• **DATA EXCERPT**:

[Start of Attachment]

PR #14465, opened 2026-09-13
fix(metrics): give a settled-empty Explorer card one bounded recheck

bjp232004:
A metric ingested via Prometheus remote write (or any first-time write) can have its very first Metrics Explorer query race ingestion and land empty, even though the write succeeded. Both the in-memory settled-cache guard in requestPreview and the persisted (IndexedDB) restoreFromCache path then treated that empty answer as final, so the card stayed on "No Data" forever — surviving a scroll-back, an Explore/Visualize toggle, and even a full page reload — while the same query answered correctly via curl and in the card's own detail/Visualize view (a separate pipeline).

[End of Attachment]

• **YOUR TASK**: For the string "Explorer", show each line of the listing where it appears.

• **RESULT FOR THIS TASK**:
fix(metrics): give a settled-empty Explorer card one bounded recheck
A metric ingested via Prometheus remote write (or any first-time write) can have its very first Metrics Explorer query race ingestion and land empty, even though the write succeeded. Both the in-memory settled-cache guard in requestPreview and the persisted (IndexedDB) restoreFromCache path then treated that empty answer as final, so the card stayed on "No Data" forever — surviving a scroll-back, an Explore/Visualize toggle, and even a full page reload — while the same query answered correctly via curl and in the card's own detail/Visualize view (a separate pipeline).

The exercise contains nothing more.